▶ **WHAT YOU NEED TO DO**
Could you return the lines below exactly, from the first line up to and including the line that holds "When filtering by"?

Saved data entries
=== Section Start ===

PR #2646, opened 2024-09-17
CLDC-3626 Changes to filtering by specific users

Dinssa:
When filtering by a specific user, I've added modified the visible scope on the user model which returns all users for support and own org and managing org users for non-support (as it did before in the `own_and_managing_org_users` scope).

This branch also adds this scope to one method it was missing from.


app/helpers/filters_helper.rb
```diff
@@ -309,13 +309,21 @@ def formatted_assigned_to_filter(session_filters)
...
   end
 
+  def find_selected_specific_user(session_filters)
+    user_id = session_filters["user"].to_i
+    if current_user.support?
+      User.find(user_id)
+    else
+      User.own_and_managing_org_users(current_user.organisation).find(user_id)
+    end
+  end
```
RachaelBooth: I'm wondering a couple of things (not really introduced by this PR, but relevant to the bug);

1. What set of users do we show people to select from for this filter? I would have expected any related org, not just own or managing orgs, but I might be wrong there. Should make sure that matches what we'll allow here.
2. Would it be sensible to set up a scope on the User model to use for this kind of restriction? (Where that scope was aware of whether the current user was support or not). That might actually be adjusting the current "visible" scope of whether a user a has been deleted, if we thought it made sense to tie that in - which it probably does.

Dinssa: I'll check (1) and (2) is a good idea, will look into it, maybe keeping the existing visible scope and creating a new one "visible_to_user".

Dinssa: (1) We are choosing the users to show people to select from in the same way already, so if support all users, if not, from their own or managing orgs. Just was missing in one place.
(2) I'll create the "visible_to_user" scope and amend all places, while keeping the logic of own or managing orgs. We can adjust if needed.

app/models/user.rb
```diff
@@ -85,7 +85,7 @@ class User < ApplicationRecord
   scope :deactivated, -> { where(active: false) }
   scope :active_status, -> { where(active: true).where.not(last_sign_in_at: nil) }
   scope :visible, -> { where(discarded_at: nil) }
-  scope :own_and_managing_org_users, ->(organisation) { where(organisation: organisation.child_organisations + [organisation]) }
+  scope :visible_to_user, ->(user) { user.support? ? visible : visible.where(organisation: user.organisation.child_organisations + [user.organisation]) }
```
Dinssa: I've used the `visible` scope to filter out discarded users, then applied further filters based on the user's role and organisation.

RachaelBooth: Does this need to be separate from `visible`? (I can't remember exactly where we're using what, but can't think of anywhere we'd need just "not discarded" in a non-support context)

Dinssa: I've added another commit which aims to create a single visible scope. It requires access to the current user logged in to determine if they're a support user or not. In order to do so within the ApplicationController I set the current user in a thread local variable (`current_user`) and added a before action to set the user for each request. Within the User model we add a method `self.current` to grab the `:current_user` from the thread and use it within the scope to determine if the user is a support user or not. Could you have a look and comment on whether this approach is okay?

app/models/user.rb
```diff
@@ -84,8 +84,13 @@ class User < ApplicationRecord
...
   scope :active_status, -> { where(active: true).where.not(last_sign_in_at: nil) }
-  scope :visible, -> { where(discarded_at: nil) }
-  scope :own_and_managing_org_users, ->(organisation) { where(organisation: organisation.child_organisations + [organisation]) }
+  scope :visible, lambda { |user = nil|
+    if user && !user.support?
+      where(discarded_at: nil, organisation: user.organisation.child_organisations + [user.organisation])
+    else
+      where(discarded_at: nil)
+    end
+  }
```
Dinssa, line 93: I've made passing a user parameter optional for the visible scope. Should a user be passed in and they are not a support user their scope will be filtered by organisation otherwise if they're a support user or the visible scope is used without a user passed all non-discarded records will be returned.

app/models/lettings_log.rb
```diff
@@ -132,7 +132,7 @@ class LettingsLog < Log
           illness_type_10: false)
   }
 
-  scope :filter_by_user_text_search, ->(param, user) { where(assigned_to: user.support? ? User.search_by(param) : User.own_and_managing_org_users(user.organisation).search_by(param)) }
+  scope :filter_by_user_text_search, ->(param, user) { where(assigned_to: User.visible(user).search_by(param)) }
```
kosiakkatrina, line 143: I think this would also work:
`scope :filter_by_user_text_search, ->(param, user) { where(assigned_to: visible(user).search_by(param)) }`

kosiakkatrina (approved):

app/models/lettings_log.rb
Dinssa: `visible` is the scope on the user model we want to determine which user's the current user has visibility of. Removing `User.` here would result in it using the `visible` scope within the Log model not the User model. I'm going to leave it unchanged.

PR #2930, opened 2025-02-04
CLDC-3863 Enable adding question numbers to page headers

Dinssa:


app/models/form/lettings/pages/address_fallback.rb
```diff
@@ -22,4 +23,6 @@ def questions
       Form::Lettings::Questions::PostcodeForFullAddress.new(nil, nil, self),
     ]
   end
+
+  QUESTION_NUMBER_FROM_YEAR = { 2024 => 13, 2025 => 13 }.freeze
```
kosiakkatrina, line 27: Is this meant to be 12 or was the number wrong in the translations? Both years?

config/locales/forms/2025/sales/property_information.en.yml
```diff
@@ -44,7 +44,7 @@ en:
             question_text: "Select the correct address"
 
           address:
-            page_header: "Q12 - What is the property's address?"
+            page_header: "What is the property's address?"
```
kosiakkatrina, line 47: Does this need an update in 2023 as well?

app/models/form/lettings/pages/address_fallback.rb
Dinssa: In 2023 it was 12 the UPRN question was 11, but in 2024 it should be 13 as the previous UPRN question is 12. At the moment the 2025 question number is just a placeholder.

config/locales/forms/2025/sales/property_information.en.yml
Dinssa: I left the 2023 translation file as is with the question number written in the translation file, to keep an example of how it was and illustrate that this change (adding question numbers to the page model) is just one way to achieve the same result. Also, we no longer show the 2023 page.

kosiakkatrina: Okay, I was thinking about CYA label, cause we still show 2023 review page, but realised that that's getting the number from the question instead. Thanks!

kosiakkatrina (approved):

PR #2931, opened 2025-02-05
CLDC-3858 Correctly set checkbox values

kosiakkatrina:
When some of the checkbox questions are routed to and some of the checkbox values are selected, all of the unselected values should be set to 0.

So far it's been happening on `submit_form`, in `form_controller`, so it only applied to single log submission logs.

This PR moves that out into `lettings_variables` which should now also apply to Bulk Uploaded logs.

This PR also corrects `reasonpref_reason` and `ilness_type` checkbox values for existing bulk uploaded logs.


app/controllers/form_controller.rb
```diff
@@ -155,9 +155,9 @@ def responses_for_page(page)
 
       next unless question_params
 
-      if %w[checkbox validation_override].include?(question.type)
```
kosiakkatrina, line 158: I don't think `validation_override` is a thing anymore (or was ever a thing)

app/controllers/form_controller.rb
```diff
@@ -155,9 +155,9 @@ def responses_for_page(page)
...
+      if %w[checkbox].include?(question.type)
         question.answer_keys_without_dividers.each do |option|
-          result[option] = question_params.include?(option) ? 1 : 0
+          result[option] = 1 if question_params.include?(option)
```
kosiakkatrina, line 160: 0s are now getting set in the derived variables

spec/fixtures/files/lettings_log_csv_export_codes_23.csv
```diff
@@ -1,3 +1,3 @@
...
+,completed,,s.port@jeemayle.com,s.port@jeemayle.com,false,2023-11-26T00:00:00+00:00,,2023-11-26T00:00:00+00:00,1,,,2023,MHCLG,MHCLG,1,7,0,2023-11-26,2,2,,,2,HIJKLMN,ABCDEFG,0,,,Address line 1,,London,,NW9 5LL,false,Barnet,E09000003,0,2,6,2,2,7,1,1,3,2023-11-24,1,,1,2023-11-25,,3,1,4,,2,,1,4,,1,4,0,0,2,35,,F,0,2,13,0,0,P,32,M,6,1,R,-9,R,10,0,R,-9,R,10,,,,,,,,,,,,,,,,,,,,,1,4,1,2,1,0,1,0,0,0,0,0,0,1,0,0,1,0,0,0,0,0,0,0,2,7,4,,6,1,0,TN23 6LZ,1,false,Ashford,E07000105,1,0,1,0,0,0,0,0,1,0,2,,0,0,1,268,,6,1,1,,0,2,,,,,200.0,100.0,,50.0,25.0,40.0,20.0,35.0,17.5,325.0,162.5,,,,1,0,12.0,6.0,,,,,,,,,,,,,,,,,,,,
```
kosiakkatrina, line 3: The CSV changes are just the nulls changing to 0s or "No" for checkbox values, because they're now getting set for checkbox questions even if the log isn't created via single log submission

app/controllers/form_controller.rb
carolynbarker: As there's only one type now we could go for just `if question.type == "checkbox"`

spec/lib/tasks/correct_checkbox_values_spec.rb
```diff
@@ -0,0 +1,216 @@
+require "rails_helper"
+require "rake"
+
+RSpec.describe "correct_checkbox_values" do
```
carolynbarker, line 4: We could potentially add tests for the case where more than one checkbox value is 1 (just to cover it, I don't expect any problem in that case)

carolynbarker (approved):
Looks good to me! Made a couple of minor suggestions

app/controllers/form_controller.rb
kosiakkatrina: Oh, good point!

spec/lib/tasks/correct_checkbox_values_spec.rb
kosiakkatrina: I think the second test (`"updates the reasonable preference reason values on a pending log"` ) has that scenario, so it might be enough, but let me know if you think we should test it explicitly

carolynbarker: It looks like that second test has reasonpref 1 and rp_homeless 1, but no other `rp_`s?

I think it might be nice to test it explicitly, to rule out some bug like finding the field that's 1 and setting everything else to 0, though to be fair I don't think there's actually much risk of that

app/controllers/form_controller.rb
kosiakkatrina: You're right! Updated it now

spec/lib/tasks/correct_checkbox_values_spec.rb
kosiakkatrina: You're right! Updated it now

=== Section End ===

▶ **RESPONSE**
PR #2646, opened 2024-09-17
CLDC-3626 Changes to filtering by specific users

Dinssa:
When filtering by a specific user, I've added modified the visible scope on the user model which returns all users for support and own org and managing org users for non-support (as it did before in the `own_and_managing_org_users` scope).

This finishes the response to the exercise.